## [RECORDS FOR THIS EXERCISE]
PR #262, opened 2021-08-09
SMTLIB problem export

joe-hauns:
Adds the options:
- `--export_avatar <filename>` 
- `--export_thi <filename>`

These options will cause vampire to create an smtlib file that contains equivalent commands to the z3 API functions that are being called in `Z3Interfacing`.

### DIFF
--- a/SAT/Z3Interfacing.cpp
+++ b/SAT/Z3Interfacing.cpp
@@ -121,16 +121,17 @@ Z3Interfacing::Z3Interfacing(SAT2FO& s2f, bool showZ3, bool unsatCore, vstring c
   _assumptions(),
   _showZ3(showZ3),
   _unsatCore(unsatCore),
-  _out(exportSmtlib == "" ? Option<std::ofstream>()
-                          : Option<std::ofstream>(std::ofstream(exportSmtlib.c_str())) )
+  _out()
 {
   CALL("Z3Interfacing::Z3Interfacing");
   BYPASSING_ALLOCATOR
-  _solver.reset();
-
+  _out = exportSmtlib == "" ? Option<std::ofstream>()
+                            : Option<std::ofstream>(std::ofstream(exportSmtlib.c_str())) ;
   if (_out.isSome() && _out.unwrap().fail()) {
     throw UserErrorException("Failed to open file: ", exportSmtlib);
   }
+
+  _solver.reset();
   outputln("(check-sat)");
   outputln("(get-model)");
   outputln("(reset)");
--- a/SAT/Z3Interfacing.cpp
+++ b/SAT/Z3Interfacing.cpp
@@ -42,7 +42,7 @@
 namespace Lib {
 using SortId = TermList;
 
-template<> 
+template<>
 struct BottomUpChildIter<z3::expr>
 {
   unsigned _idx;
@@ -69,13 +69,13 @@ struct BottomUpChildIter<z3::expr>
 namespace SAT
 {
 
-using namespace Shell;  
-using namespace Lib;  
+using namespace Shell;
+using namespace Lib;
 
 //using namespace z3;
 
-Z3Interfacing::Z3Interfacing(const Shell::Options& opts,SAT2FO& s2f, bool unsatCore):
-  Z3Interfacing(s2f, opts.showZ3(), /* unsatCore */ unsatCore)
+Z3Interfacing::Z3Interfacing(const Shell::Options& opts, SAT2FO& s2f, bool unsatCore, vstring const& exportSmtlib):
+  Z3Interfacing(s2f, opts.showZ3(), /* unsatCore */ unsatCore, exportSmtlib)
 { }
 
 const char* errToString(Z3_error_code code)
@@ -98,7 +98,7 @@ const char* errToString(Z3_error_code code)
   }
 }
 
-void handleZ3Error(Z3_context ctxt, Z3_error_code code) 
+void handleZ3Error(Z3_context ctxt, Z3_error_code code)
 {
   DEBUG(errToString(code))
   throw z3::exception(errToString(code));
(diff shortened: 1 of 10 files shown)


SAT/Z3Interfacing.cpp
```diff
@@ -98,50 +98,63 @@ const char* errToString(Z3_error_code code)
...
+            BYPASSING_ALLOCATOR;
+            _solver.check();
           ),
-         _solver.get_model())), 
+         _solver.get_model())),
   _assumptions(),
   _showZ3(showZ3),
-  _unsatCore(unsatCore)
+  _unsatCore(unsatCore),
+  _out(exportSmtlib == "" ? Option<std::ofstream>()
```
selig, line 124: Interesting. This seems like it needs to bypass the allocator. We have a bypass allocator call in the body, so does that happen before the initialisation? I'm not sure of the current allocator bypass checks.

SAT/Z3Interfacing.cpp
```diff
@@ -98,50 +98,63 @@ const char* errToString(Z3_error_code code)
...
   BYPASSING_ALLOCATOR
   _solver.reset();
 
-  z3::set_param("rewriter.expand_store_eq", "true");
+  if (_out.isSome() && _out.unwrap().fail()) {
+    throw UserErrorException("Failed to open file: ", exportSmtlib);
+  }
+  outputln("(check-sat)");
+  outputln("(get-model)");
+  outputln("(reset)");
```
selig, line 136: Vampire itself doesn't handle reset...  although I started to add in a branch a long time ago. But I'm guessing the aim is to hand these SMT-LIB files to other solvers!

SAT/Z3Interfacing.cpp
```diff
@@ -98,50 +98,63 @@ const char* errToString(Z3_error_code code)
...
 
   z3::params p(_context);
-  p.set("model.compact", false); // keeps z3 from compressing its model. ~50% of the runtime of get_model is spent doing that otherwise
+  auto setOption = [&](auto k, auto v){
+    p.set(k,v);
+    outputln(";- z3 parameter: ", k, "=", v);
+  };
+  setOption("rewriter.expand_store_eq", true);
```
selig, line 143: Can you add a comment about what this option is doing?

SAT/Z3Interfacing.cpp
```diff
@@ -294,46 +320,46 @@ SATSolver::Status Z3Interfacing::solveUnderAssumptions(const SATLiteralStack& as
...
-SATSolver::VarAssignment Z3Interfacing::getAssignment(unsigned var) 
+SATSolver::VarAssignment Z3Interfacing::getAssignment(unsigned var)
 {
   CALL("Z3Interfacing::getAssignment");
   BYPASSING_ALLOCATOR;
 
   ASS_EQ(_status,SATISFIABLE);
   bool named = isNamedExpr(var);
   z3::expr rep = named ? getNameExpr(var) : getRepresentation(SATLiteral(var,1)).expr;
+  outputln("(get-value (", rep, "))");
```
selig, line 331: Does the z3  documentation say that get-value and model.eval do the same thing? It would be interesting to check. We've had issues in the past with eval being a bit lazy... and the model completion option (not there for get-value) is necessary.

SAT/Z3Interfacing.cpp
joe-hauns: Oh good spot. I just checked and it only create instances of `Z3Interfacing` in contexts where we call `BYPASSING_ALLOCATOR` anyways. I will fix this in order to be future proof anyway.

SAT/Z3Interfacing.cpp
joe-hauns: Yes so the idea is to export our z3 calls in an smtlib file in order to b able to file issues for the z3 people easily.

SAT/Z3Interfacing.cpp
joe-hauns: Tbh I don't have any idea. the option was present before. I just kept it. But I'm happy to remove it as it would simplify the code ;) 
Git blame says @quickbeam123 has added the option in the first place.
`z3 -pd` explains
```
    expand_store_eq (bool) reduce (store ...) = (store ...) with a common base into selects (default: false)
```
I reckon we want to keep that.. (?)

SAT/Z3Interfacing.cpp
```diff
@@ -1145,9 +1154,44 @@ Z3Interfacing::~Z3Interfacing()
...
+      outputln("(declare-fun ", name, " () Bool)");
+      return _context.bool_const(name.c_str());
+  });
 }
 
 
+z3::expr Z3Interfacing::getNamingConstantFor(TermList toName, z3::sort sort)
+{
+  return _termIndexedConstants.getOrInit(toName, [&](){
+      auto name = "n" + toName.toString();
```
selig, line 1179: We never actually looked at whether this single letter prefix was enough to heuristically avoid clashes, which could lead to unsoundness (I think)... the same for the new prefix for constants below. There's obviously a way we could do it

SAT/Z3Interfacing.cpp
selig: I think it could help with performance things as well as debugging. I'd also like to use this interface to collect some problems and submit them to the interactive part of SMT-LIB

SAT/Z3Interfacing.cpp
selig: Sorry, I assumed it was new as I didn't see it removed from elsewhere. I  can see in another thread that this option was suggested by Nikolaj so let's definitely keep it ;)

SAT/Z3Interfacing.cpp
joe-hauns: No it doesn't. I just used that as I thought it would be the intuitive equivalent. 
This is what the documentation says:
```

/**
   \brief Evaluate the AST node \c t in the given model.
   Return \c true if succeeded, and store the result in \c v.

   If \c model_completion is \c true, then Z3 will assign an interpretation for any constant or function that does
   not have an interpretation in \c m. These constants and functions were essentially don't cares.

   If \c model_completion is \c false, then Z3 will not assign interpretations to constants for functions that do
   not have interpretations in \c m. Evaluation behaves as the identify function in this case.

   The evaluation may fail for the following reasons:

   - \c t contains a quantifier.

   - the model \c m is partial, that is, it doesn't have a complete interpretation for uninterpreted functions.
   That is, the option \ccode{MODEL_PARTIAL=true} was used.

   - \c t is type incorrect.

   - \c Z3_interrupt was invoked during evaluation.

   def_API('Z3_model_eval', BOOL, (_in(CONTEXT), _in(MODEL), _in(AST), _in(BOOL), _out(AST)))
*/
Z3_bool_opt Z3_API Z3_model_eval(Z3_context c, Z3_model m, Z3_ast t, bool model_completion, Z3_ast * v);
```
But I think there might be a discrebancy between `evaluate` and `get-value` indeed. Or at least this would explain an issue I just ran into while looking for a bug.

joe-hauns: Okay I dug into the z3 code, and found out that there is only one difference between `get-value` and `model.evaluate(...)`. That is, in the case of `get-value`, the model is being compressed before it is evaluated. 
So I think we can keep it as is. 
This also explains the discrepancy I ran into.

## [REQUIRED ACTION]
In the preceding material, find each line holding the word "opts" and copy it out.

## [REPLY TO THE EXERCISE]
-Z3Interfacing::Z3Interfacing(const Shell::Options& opts,SAT2FO& s2f, bool unsatCore):
-  Z3Interfacing(s2f, opts.showZ3(), /* unsatCore */ unsatCore)
+Z3Interfacing::Z3Interfacing(const Shell::Options& opts, SAT2FO& s2f, bool unsatCore, vstring const& exportSmtlib):
+  Z3Interfacing(s2f, opts.showZ3(), /* unsatCore */ unsatCore, exportSmtlib)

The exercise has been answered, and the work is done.